Karena hasil penelitian menunjukkan bahwa asosiasi terkuat antara kehilangan dan onset MI adalah dalam hitungan hari setelah kehilangan, dapat disimpulkan bahwa onset MI bukanlah diakibatkan konsumsi obat kardiovaskular yang terlewat. Tidak juga ada yang melaporkan lupa untuk mengonsumsi beta-blocker yang dapat menyebabkan rebound dari hipertensi.

Stress emosional atau fisik dapat menyebabkan gejala – gejala yang mirip dengan infark miokard akut, seperti nyeri dada, elevasi segmen ST, dan peningkatan CK dan troponin. Sindrom yang bernama stress cardiomyopathy atau Takotsubo cardiomyopathy atau broken heart syndrome ini menyebabkan disfungsi ventrikel kiri yang berat namun bersifat transien dan akan pulih dalam beberapa hari sampai minggu. Tidak menutup kemungkinan bahwa beberapa kasus infark miokard dalam penelitian ini mungkin sebenarnya adalah Takotsubo cardiomyopathy.

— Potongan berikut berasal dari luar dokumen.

PR #114, opened 2019-02-19
Break docker build if ct is not executable

### LINKED ISSUE #113: Latest Docker image is broken
Running `latest` Docker image produces an error:
```
-> docker run -v $(pwd)/charts:/charts quay.io/helmpack/chart-testing:latest /usr/local/bin/ct lint --all --chart-dirs /charts --debug --validate-maintainers=false
docker: Error response from daemon: OCI runtime create failed: container_linux.go:344: starting container process caused "exec: \"/usr/local/bin/ct\": permission denied": unknown.
ERRO[0001] error waiting for container: context canceled 
```

While the same works fine on `v.2.2.0` tag:
```
docker run -v $(pwd)/charts:/charts quay.io/helmpack/chart-testing:v2.2.0 /usr/local/bin/ct lint --all --chart-dirs /charts --debug --validate-maintainers=false
```

jlegrone:

I think what happened here is that `latest` was built with `docker build .` rather than `build.sh`, and pushed to quay.io. Previously this would have failed when `ct` wasn't found in the build context, but as of a1528a422bebab52029f5014357f2b2a80b7a321 `ct` exists as a directory and is copied without error.

This PR adds a RUN step to ensure that `ct` can execute, causing `docker build .` to fail.

**Which issue this PR fixes**

Prevents #113 (close that issue by building with `build.sh` and pushing again)

### DIFF
--- a/Dockerfile
+++ b/Dockerfile
@@ -35,3 +35,5 @@ RUN curl -LO "https://kubernetes-helm.storage.googleapis.com/helm-$HELM_VERSION-
 COPY ./etc/chart_schema.yaml /etc/ct/chart_schema.yaml
 COPY ./etc/lintconf.yaml /etc/ct/lintconf.yaml
 COPY ct /usr/local/bin/ct
+# Ensure that the binary is available on path and is executable
+RUN ct --help


.goreleaser.yml
```diff
@@ -46,5 +46,4 @@ dockers:
       - --label=org.label-schema.description='ct - The chart testing tool'
       - --label=org.label-schema.vendor=Helm
     extra_files:
-      - etc/chart_schema.yaml
-      - etc/lintconf.yaml
+      - etc
```
jlegrone: I'm getting the following error when running `build.sh` locally:

```
COPY failed: stat /var/lib/docker/tmp/docker-builder595575462/etc/chart_schema.yaml: no such file or directory
```

This fixes that, but I'm not sure why. 😦

jlegrone:
cc @unguiculus @cpanato

.goreleaser.yml
unguiculus: Hm, I can run it successfully and so can CircleCI. Not sure why it fails for you.

cpanato: on my mac it failed as well

jlegrone: I'm also on a mac, goreleaser installed via homebrew. Looks like my version is a little old though:

```
0.93.2, commit ce267acabf3205e889ead098a589d905bef32d01, built at 2018-11-12T12:08:25Z
```

I'll try installing a more recent version.

jlegrone: Yeah, no longer a problem with binary installed from https://github.com/goreleaser/goreleaser/releases/tag/v0.101.0.

Should we keep this fix for homebrew users anyway?

PR #117, opened 2019-02-22
Set kind node to 1 worker

rimusz:

Set kind node to 1 worker, as `host-path` storage provider doesn't work in multi-node


unguiculus:
LGTM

Studi ini memiliki beberapa kekurangan. Pertama, karena hanya 19 dari 270 orang yang melaporkan onset MI terjadi 24 jam setelah kehilangan orang yang disayangi, maka tidak dapat dievaluasi apakah hubungan tertentu antara yang meninggal dan yang ditinggalkan dapat menyebabkan variasi dalam hasil penelitian. Kedua, dapat terjadi overestimasi dari IRR karena subyek yang mengalami pajanan dalam periode kasus akan bercerita lebih detil dan mengeluarkan emosinya lebih daripada pajanan yang terjadi pada periode kontrol. Ketiga, beberapa subyek mungkin saja salah melaporkan detil waktu terjadinya kehilangan, namun kehilangan seseorang yang disayangi adalah sebuah kejadian yang jarang terlupakan, sehingga kemungkinan besar detil waktu yang dilaporkan memang benar adanya. Keempat, karena studi case-crossover menggunakan subyek sebagai kontrol-nya sendiri, maka perancu faktor risiko yang bersifat kronik dapat disingkirkan, namun kita tidak dapat menyingkirkan kemungkinan adanya pemicu lain yang terjadi bersamaan dengan kematian seseorang yang disayangi.